Violator, segundo o DoReSol

Este trabalho nutriu-se da genialidade de Martin Gore, que escreveu todas as canções. Temas como Personal Jesus, inspirada em Elvis and Me de Priscilla Presley, abordaram a relação entre o humano e o divino com uma ironia característica, colocando a ideia de ser a salvação para outro. O álbum foi lançado precedido pelos bem-sucedidos singles Personal Jesus e Enjoy the Silence, que já antecipavam o seu impacto. Após a sua publicação, Violator tornou-se um fenómeno, alcançando o Top 10 no Billboard 200 nos Estados Unidos e permanecendo nessa lista durante 74 semanas. Foi o primeiro álbum da banda a alcançar tal sucesso nesse mercado, vendendo dois milhões de cópias no ano do seu lançamento. A banda empreendeu a World Violation Tour para promover o disco, contando com Nitzer Ebb e Electronic como artistas de apoio.

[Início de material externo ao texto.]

PR #6568, opened 2025-05-21
Fix force delete peer flaky test

KShivendu:
~I did these these~:
- ~Flipped the initial vs later upsert count to avoid extending test duration. Upserting more points in the 2nd upsert ensures that we catch the transfer while it's still ongoing~ 
- ~Solving [TOCTOU](https://en.wikipedia.org/wiki/Time-of-check_to_time-of-use) by returning last transfers after the wait fn~

Simplified the test so we don't need `get_collection_cluster_info` or `wait_for_collection_shard_transfers_count` which depend on transient states and lead to flaky behaviour. Original intention was to ensure that if peer is force deleted while transfers are ongoing, any ongoing transfers from/to the peer must be aborted.

### All Submissions:

### DIFF
--- a/.github/workflows/integration-tests.yml
+++ b/.github/workflows/integration-tests.yml
@@ -36,6 +36,11 @@ jobs:
 
           poetry -C tests check --lock
           poetry -C tests install --no-root
+      - name: Build
+        run: cargo build --features "service_debug data-consistency-check" --locked
+      - name: Run integration tests
+        run: poetry -C tests run ./tests/integration-tests.sh
+        shell: bash
 
   integration-tests-consensus:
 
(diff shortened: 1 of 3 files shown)


KShivendu:
Test passed 130+ times [on CI](https://github.com/qdrant/qdrant/actions/runs/15157455379/job/42615502075). Gonna revert back commit that runs only that test on loop.

generall:
> Solving [TOCTOU](https://en.wikipedia.org/wiki/Time-of-check_to_time-of-use) by returning last transfers after the wait fn.

How exactly this solves TOCTOU if we still expecting 1 transfer?

agourlay (approved):

timvisee (approved):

A estética visual do álbum, a cargo do fotógrafo Anton Corbijn, complementou a profundidade musical. As fotografias da capa e do interior foram parte integrante da experiência Violator. O álbum foi reconhecido em diversas listas de prestígio, incluindo Os 1001 Discos Que Tens de Ouvir Antes de Morrer de Robert Dimrey e figurando nos rankings da Rolling Stone e NME. A versão inicial foi apresentada em formatos LP, CD e cassete. Um detalhe interessante sobre Waiting for the Night é que circulou um boato sobre uma possível mudança de título devido a um erro de impressão, algo que Alan Wilder desmentiu posteriormente.